- [WORK TO COMPLETE]:
Return, from the listing below, every line that includes "approved".

+++ THE DATA

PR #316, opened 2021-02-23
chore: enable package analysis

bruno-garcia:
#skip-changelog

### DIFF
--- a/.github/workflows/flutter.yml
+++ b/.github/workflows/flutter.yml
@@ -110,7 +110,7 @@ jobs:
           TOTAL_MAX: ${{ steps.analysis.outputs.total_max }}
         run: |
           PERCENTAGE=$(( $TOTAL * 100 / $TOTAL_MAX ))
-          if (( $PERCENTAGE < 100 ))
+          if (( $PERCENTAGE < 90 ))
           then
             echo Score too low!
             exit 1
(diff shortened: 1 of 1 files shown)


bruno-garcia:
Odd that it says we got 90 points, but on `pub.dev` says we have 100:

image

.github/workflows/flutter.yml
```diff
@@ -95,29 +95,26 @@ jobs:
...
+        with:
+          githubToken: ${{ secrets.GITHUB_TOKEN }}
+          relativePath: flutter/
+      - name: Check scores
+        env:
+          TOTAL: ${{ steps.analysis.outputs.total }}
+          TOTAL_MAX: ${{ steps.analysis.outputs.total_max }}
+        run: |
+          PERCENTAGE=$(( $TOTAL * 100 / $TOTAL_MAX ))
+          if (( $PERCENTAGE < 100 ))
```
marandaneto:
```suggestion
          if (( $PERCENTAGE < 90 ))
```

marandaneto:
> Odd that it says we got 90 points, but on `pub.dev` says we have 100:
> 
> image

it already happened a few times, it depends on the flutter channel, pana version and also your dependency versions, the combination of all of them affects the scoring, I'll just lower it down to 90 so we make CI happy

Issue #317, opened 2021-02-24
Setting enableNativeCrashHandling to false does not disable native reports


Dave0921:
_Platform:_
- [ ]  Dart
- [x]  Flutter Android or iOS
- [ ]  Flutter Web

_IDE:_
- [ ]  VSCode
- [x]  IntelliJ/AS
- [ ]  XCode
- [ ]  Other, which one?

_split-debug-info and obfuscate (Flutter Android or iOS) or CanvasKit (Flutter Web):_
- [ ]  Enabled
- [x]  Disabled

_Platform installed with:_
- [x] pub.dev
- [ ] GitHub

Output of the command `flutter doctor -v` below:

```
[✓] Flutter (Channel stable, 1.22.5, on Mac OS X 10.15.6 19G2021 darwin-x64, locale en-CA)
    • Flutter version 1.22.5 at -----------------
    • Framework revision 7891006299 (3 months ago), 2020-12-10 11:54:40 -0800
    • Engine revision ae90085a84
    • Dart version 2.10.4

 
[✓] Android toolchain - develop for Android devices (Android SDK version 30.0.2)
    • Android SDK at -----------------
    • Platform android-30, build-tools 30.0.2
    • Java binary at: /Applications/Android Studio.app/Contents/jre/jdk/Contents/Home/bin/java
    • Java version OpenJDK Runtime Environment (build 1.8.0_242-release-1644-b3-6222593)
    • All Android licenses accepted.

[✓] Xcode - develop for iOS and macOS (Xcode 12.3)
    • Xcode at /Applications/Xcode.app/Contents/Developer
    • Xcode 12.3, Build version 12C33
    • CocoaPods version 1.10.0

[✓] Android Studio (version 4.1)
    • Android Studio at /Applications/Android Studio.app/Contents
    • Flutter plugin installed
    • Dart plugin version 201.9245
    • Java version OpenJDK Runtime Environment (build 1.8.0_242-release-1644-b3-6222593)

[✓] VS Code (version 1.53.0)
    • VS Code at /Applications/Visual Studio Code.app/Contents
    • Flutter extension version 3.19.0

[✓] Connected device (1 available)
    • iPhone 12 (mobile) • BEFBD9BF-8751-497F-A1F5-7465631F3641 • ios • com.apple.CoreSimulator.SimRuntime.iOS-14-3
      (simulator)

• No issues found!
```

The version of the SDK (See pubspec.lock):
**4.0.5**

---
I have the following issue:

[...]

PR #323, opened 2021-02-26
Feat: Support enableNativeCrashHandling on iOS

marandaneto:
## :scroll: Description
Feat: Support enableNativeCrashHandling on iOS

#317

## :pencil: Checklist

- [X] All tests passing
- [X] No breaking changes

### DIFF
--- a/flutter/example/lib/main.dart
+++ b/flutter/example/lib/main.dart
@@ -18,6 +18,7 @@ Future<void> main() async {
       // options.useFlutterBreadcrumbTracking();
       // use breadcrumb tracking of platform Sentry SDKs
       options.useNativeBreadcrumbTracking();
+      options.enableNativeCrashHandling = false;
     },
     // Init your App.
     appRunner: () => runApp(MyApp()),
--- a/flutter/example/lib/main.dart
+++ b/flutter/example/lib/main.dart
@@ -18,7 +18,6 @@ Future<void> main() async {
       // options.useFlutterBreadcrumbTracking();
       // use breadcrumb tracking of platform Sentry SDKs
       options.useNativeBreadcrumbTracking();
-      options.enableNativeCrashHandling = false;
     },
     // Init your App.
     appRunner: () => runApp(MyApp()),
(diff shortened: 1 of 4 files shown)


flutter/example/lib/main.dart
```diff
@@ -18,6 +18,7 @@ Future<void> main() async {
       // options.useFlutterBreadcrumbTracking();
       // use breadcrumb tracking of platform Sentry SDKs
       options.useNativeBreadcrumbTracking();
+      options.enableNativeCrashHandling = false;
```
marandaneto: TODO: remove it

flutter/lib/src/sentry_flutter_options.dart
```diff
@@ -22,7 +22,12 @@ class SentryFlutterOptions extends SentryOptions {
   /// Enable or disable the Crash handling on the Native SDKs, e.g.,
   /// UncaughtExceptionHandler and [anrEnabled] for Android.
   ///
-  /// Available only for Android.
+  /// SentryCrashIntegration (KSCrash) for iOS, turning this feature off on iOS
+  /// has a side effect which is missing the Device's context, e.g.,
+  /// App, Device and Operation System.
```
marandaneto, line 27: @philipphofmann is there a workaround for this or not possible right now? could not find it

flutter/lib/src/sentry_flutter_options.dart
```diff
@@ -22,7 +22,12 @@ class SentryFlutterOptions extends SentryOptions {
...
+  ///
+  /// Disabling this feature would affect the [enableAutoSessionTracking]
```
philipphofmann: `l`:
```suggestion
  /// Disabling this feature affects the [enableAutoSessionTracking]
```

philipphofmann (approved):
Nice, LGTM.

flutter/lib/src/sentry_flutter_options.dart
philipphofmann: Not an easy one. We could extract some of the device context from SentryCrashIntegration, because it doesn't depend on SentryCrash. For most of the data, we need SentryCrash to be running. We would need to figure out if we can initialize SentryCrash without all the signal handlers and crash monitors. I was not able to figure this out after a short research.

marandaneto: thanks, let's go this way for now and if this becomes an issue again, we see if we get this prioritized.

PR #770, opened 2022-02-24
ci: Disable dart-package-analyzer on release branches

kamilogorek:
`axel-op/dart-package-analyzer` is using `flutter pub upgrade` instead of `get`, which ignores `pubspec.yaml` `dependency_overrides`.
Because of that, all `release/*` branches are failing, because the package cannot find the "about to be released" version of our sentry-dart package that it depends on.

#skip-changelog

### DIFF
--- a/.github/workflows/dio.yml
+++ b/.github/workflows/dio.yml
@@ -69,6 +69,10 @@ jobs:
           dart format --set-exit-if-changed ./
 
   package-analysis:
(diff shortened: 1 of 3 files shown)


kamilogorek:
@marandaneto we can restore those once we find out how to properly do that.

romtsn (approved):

++++++
+++ THE DATA

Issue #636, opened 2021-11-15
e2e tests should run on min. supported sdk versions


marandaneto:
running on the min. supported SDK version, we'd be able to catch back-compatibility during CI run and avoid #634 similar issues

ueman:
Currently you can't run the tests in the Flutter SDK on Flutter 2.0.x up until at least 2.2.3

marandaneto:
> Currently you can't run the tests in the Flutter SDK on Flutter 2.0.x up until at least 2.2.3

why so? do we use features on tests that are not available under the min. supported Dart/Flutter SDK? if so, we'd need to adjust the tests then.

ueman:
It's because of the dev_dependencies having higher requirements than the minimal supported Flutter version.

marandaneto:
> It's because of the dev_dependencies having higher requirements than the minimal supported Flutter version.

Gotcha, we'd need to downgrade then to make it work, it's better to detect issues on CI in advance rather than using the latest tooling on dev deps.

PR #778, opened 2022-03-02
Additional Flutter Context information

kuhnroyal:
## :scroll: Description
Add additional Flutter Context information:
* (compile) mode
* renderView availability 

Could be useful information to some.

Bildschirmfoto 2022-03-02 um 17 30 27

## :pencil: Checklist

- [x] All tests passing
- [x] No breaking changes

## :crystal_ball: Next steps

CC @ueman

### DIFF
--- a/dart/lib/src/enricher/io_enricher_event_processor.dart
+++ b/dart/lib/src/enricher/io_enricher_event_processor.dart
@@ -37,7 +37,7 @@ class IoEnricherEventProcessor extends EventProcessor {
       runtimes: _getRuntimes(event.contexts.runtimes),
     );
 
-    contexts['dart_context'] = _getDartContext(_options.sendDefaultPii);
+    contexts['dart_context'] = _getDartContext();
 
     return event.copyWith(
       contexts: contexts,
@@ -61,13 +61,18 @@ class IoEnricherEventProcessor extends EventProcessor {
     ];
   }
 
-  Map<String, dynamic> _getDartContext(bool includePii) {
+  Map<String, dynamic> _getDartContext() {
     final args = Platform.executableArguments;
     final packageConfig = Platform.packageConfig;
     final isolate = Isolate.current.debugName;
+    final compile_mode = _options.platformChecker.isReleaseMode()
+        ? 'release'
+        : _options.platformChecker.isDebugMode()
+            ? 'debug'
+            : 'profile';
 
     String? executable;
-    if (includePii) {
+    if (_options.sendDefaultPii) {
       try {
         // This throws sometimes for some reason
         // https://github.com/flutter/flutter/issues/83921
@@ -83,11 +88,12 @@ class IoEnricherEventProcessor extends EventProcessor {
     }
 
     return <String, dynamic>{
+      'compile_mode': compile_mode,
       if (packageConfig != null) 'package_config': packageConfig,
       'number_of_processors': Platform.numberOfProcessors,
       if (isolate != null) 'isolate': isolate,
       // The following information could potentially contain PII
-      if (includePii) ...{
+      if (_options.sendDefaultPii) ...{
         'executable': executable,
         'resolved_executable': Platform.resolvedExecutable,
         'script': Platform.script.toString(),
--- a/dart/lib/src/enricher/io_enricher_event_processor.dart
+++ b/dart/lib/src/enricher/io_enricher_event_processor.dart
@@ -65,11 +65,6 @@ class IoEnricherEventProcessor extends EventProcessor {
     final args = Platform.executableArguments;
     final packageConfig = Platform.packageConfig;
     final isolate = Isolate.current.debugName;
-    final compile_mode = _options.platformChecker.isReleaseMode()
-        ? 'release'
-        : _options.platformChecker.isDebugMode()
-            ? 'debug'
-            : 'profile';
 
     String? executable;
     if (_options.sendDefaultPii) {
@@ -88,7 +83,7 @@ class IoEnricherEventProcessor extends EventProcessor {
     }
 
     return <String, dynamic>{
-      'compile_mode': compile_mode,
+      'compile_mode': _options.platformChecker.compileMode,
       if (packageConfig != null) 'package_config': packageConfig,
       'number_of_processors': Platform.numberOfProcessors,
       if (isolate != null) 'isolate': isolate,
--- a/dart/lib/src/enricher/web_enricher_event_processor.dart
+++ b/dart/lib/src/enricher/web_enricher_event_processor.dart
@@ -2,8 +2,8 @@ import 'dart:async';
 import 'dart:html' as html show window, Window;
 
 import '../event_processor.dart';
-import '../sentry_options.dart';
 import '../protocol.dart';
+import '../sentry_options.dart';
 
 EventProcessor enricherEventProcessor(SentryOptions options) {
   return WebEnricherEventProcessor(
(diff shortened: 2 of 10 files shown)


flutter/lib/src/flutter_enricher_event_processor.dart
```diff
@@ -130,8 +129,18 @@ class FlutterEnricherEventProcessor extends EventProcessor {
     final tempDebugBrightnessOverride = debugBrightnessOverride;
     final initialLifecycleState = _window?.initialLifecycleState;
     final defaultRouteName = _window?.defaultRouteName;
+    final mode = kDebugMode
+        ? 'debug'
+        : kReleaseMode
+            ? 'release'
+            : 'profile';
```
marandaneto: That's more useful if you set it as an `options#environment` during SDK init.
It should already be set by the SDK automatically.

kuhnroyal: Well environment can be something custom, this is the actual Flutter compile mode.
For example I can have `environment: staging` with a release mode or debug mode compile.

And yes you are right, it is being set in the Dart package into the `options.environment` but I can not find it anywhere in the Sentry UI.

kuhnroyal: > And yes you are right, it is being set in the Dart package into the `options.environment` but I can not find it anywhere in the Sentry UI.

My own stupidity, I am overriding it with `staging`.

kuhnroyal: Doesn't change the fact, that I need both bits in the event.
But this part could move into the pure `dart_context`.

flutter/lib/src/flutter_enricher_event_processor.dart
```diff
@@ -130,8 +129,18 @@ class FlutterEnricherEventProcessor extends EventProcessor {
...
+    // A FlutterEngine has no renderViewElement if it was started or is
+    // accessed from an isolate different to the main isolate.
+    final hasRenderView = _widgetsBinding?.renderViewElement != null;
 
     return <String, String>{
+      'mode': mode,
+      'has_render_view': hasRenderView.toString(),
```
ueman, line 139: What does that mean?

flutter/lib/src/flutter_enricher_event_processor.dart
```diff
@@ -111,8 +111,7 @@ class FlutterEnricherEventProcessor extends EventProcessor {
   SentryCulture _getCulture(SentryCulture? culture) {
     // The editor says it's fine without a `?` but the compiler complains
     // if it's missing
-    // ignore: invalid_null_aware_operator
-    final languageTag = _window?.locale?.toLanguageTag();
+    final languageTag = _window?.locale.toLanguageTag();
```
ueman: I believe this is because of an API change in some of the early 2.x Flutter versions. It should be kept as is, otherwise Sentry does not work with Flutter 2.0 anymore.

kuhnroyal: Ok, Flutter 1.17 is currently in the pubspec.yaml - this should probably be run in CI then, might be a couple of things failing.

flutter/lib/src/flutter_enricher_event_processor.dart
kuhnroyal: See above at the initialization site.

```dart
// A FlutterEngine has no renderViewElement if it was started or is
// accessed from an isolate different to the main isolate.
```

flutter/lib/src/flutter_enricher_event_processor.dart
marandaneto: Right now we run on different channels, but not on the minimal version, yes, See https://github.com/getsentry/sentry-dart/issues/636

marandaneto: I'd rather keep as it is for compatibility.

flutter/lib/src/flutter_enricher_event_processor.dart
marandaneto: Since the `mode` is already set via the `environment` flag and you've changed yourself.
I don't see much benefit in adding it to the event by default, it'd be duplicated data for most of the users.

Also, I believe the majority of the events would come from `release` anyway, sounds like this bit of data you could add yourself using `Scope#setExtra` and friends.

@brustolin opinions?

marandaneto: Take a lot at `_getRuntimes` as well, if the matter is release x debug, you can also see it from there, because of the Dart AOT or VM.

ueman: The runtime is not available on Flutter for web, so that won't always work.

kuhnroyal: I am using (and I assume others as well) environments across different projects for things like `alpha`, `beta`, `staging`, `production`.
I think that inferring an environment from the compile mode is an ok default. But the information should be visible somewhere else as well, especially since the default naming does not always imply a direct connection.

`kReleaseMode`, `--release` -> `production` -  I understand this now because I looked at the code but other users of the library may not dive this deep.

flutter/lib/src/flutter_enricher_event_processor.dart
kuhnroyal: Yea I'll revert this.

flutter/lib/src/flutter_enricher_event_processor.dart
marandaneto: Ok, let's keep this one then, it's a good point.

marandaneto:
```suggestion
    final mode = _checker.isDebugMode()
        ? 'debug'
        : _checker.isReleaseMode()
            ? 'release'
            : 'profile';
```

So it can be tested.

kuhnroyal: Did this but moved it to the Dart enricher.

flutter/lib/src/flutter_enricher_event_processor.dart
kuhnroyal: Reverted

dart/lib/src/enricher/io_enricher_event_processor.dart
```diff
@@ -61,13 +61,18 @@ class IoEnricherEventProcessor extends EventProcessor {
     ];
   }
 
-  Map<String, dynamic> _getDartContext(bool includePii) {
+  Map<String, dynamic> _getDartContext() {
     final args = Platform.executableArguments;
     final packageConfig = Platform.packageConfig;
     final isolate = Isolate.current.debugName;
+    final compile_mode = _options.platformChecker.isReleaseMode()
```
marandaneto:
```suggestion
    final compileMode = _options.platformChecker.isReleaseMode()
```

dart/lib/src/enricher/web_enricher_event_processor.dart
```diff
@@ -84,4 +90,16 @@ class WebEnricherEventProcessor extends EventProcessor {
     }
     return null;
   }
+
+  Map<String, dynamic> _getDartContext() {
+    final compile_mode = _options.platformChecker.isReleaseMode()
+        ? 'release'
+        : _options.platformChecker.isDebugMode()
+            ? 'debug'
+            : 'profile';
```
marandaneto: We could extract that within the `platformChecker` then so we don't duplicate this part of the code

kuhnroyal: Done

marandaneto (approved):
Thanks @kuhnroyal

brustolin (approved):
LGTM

++++++
+++ THE DATA

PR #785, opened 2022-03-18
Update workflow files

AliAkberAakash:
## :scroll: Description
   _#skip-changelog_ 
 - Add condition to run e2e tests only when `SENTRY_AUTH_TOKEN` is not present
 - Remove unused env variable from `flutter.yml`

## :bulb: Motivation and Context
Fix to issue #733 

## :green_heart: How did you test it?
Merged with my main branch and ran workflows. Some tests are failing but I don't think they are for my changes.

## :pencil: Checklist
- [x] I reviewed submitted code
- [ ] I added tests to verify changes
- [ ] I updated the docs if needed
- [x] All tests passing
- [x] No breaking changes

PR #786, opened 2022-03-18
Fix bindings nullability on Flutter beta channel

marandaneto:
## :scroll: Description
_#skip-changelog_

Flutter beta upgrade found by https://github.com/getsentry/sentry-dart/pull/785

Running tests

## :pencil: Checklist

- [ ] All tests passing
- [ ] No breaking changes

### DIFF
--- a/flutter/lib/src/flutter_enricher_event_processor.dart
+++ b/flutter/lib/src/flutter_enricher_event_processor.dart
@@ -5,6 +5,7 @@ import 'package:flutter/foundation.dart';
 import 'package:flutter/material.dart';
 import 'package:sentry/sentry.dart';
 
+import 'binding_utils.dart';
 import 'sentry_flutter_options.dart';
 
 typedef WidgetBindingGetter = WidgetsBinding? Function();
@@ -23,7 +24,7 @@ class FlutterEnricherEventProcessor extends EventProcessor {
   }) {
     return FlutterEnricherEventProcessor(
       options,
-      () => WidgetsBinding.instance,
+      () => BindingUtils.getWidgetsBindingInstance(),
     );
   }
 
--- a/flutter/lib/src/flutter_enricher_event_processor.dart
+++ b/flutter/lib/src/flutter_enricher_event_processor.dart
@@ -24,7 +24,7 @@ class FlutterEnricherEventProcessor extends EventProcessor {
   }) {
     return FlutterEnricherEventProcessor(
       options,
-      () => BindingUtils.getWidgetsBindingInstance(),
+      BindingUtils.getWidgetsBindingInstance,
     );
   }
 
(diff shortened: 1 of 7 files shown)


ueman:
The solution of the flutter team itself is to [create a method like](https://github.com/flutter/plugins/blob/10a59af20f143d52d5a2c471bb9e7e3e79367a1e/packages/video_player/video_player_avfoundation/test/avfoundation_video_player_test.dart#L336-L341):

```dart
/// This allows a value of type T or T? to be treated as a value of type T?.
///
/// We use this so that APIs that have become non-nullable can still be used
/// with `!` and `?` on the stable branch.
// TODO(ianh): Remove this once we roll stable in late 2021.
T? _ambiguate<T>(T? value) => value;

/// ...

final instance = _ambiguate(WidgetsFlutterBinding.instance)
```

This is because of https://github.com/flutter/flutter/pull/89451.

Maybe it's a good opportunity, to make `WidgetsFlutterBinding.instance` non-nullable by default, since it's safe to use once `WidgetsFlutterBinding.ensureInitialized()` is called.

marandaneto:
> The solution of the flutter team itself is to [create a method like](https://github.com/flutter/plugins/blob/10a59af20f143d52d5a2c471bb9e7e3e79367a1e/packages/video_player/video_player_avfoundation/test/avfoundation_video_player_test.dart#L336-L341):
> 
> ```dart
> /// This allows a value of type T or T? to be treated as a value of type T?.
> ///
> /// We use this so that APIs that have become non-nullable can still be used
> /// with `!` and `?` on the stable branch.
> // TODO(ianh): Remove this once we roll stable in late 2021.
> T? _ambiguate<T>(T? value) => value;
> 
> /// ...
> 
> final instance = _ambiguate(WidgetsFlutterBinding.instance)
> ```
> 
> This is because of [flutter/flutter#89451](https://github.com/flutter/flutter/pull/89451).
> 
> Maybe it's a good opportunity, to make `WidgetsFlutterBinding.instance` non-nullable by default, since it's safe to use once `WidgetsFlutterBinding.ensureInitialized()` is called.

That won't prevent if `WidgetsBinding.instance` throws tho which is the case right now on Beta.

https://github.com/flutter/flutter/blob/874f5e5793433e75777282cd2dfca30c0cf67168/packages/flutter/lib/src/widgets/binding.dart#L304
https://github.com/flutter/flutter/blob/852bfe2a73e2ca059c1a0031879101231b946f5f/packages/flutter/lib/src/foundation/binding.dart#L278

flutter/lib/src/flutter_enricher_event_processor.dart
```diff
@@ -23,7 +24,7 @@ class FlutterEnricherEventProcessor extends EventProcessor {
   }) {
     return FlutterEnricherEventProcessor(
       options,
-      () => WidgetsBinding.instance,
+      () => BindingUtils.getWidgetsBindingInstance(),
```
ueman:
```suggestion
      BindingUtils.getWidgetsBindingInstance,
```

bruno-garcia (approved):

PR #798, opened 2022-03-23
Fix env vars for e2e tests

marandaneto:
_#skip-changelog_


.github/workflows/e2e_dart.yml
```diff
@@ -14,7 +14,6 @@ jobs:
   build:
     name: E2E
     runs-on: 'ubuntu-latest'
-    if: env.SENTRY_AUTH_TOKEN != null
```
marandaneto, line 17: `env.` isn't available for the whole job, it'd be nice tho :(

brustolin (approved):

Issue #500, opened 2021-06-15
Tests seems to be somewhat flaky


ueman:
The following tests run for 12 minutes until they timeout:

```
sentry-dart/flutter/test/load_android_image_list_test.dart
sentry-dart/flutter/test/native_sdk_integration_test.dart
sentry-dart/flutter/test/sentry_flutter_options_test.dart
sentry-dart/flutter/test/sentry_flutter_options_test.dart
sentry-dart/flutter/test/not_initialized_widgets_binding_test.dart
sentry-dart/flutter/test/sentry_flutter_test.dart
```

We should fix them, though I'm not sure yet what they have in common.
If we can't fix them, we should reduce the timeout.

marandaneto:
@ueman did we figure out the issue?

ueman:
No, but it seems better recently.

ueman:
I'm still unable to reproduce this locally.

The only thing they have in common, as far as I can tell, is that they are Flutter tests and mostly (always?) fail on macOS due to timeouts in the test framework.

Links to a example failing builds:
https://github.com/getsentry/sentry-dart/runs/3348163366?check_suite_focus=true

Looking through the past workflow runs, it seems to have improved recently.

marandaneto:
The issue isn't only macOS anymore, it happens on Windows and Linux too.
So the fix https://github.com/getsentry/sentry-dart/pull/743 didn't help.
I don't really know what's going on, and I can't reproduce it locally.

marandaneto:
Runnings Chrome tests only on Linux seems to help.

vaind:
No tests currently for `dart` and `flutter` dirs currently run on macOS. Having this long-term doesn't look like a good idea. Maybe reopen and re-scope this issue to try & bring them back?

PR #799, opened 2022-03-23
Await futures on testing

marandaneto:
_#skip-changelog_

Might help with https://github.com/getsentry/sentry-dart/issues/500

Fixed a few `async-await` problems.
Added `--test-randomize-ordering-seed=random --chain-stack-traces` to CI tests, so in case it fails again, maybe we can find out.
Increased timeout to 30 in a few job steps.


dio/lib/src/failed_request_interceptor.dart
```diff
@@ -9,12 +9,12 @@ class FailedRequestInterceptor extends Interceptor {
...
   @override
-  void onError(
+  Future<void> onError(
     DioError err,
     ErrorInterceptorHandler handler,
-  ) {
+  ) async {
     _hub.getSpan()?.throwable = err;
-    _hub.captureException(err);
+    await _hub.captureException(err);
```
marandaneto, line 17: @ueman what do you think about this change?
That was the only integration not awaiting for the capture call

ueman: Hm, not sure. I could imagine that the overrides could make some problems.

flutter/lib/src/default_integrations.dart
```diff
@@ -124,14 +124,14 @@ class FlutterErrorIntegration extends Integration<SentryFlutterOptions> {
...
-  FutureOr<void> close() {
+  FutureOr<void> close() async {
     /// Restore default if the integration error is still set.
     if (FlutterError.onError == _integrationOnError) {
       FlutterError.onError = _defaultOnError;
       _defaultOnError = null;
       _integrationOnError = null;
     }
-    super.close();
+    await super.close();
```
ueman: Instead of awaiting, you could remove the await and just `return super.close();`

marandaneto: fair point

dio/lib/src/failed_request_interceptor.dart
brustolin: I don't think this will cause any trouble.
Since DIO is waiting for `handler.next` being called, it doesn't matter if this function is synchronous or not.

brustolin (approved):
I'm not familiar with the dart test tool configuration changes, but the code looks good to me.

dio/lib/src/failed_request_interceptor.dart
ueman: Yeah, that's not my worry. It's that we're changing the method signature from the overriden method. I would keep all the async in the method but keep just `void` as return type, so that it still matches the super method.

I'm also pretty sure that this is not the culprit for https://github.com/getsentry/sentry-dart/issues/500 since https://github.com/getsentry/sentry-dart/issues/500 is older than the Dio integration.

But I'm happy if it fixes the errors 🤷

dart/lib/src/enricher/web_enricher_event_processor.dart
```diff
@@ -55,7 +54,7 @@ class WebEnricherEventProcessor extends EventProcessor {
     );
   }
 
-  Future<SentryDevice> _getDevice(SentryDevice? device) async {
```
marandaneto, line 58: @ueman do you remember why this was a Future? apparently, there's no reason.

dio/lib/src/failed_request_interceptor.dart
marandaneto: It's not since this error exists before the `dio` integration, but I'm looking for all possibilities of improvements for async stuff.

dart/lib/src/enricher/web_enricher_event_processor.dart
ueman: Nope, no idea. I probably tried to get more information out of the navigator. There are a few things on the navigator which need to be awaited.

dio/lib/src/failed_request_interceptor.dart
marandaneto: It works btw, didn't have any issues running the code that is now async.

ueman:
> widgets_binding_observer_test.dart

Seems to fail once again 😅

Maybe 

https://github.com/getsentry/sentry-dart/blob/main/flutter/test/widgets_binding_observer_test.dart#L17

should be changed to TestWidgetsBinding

++++++

- [TASK RESPONSE]:
philipphofmann (approved):
romtsn (approved):
marandaneto (approved):
brustolin (approved):
bruno-garcia (approved):
brustolin (approved):
brustolin (approved):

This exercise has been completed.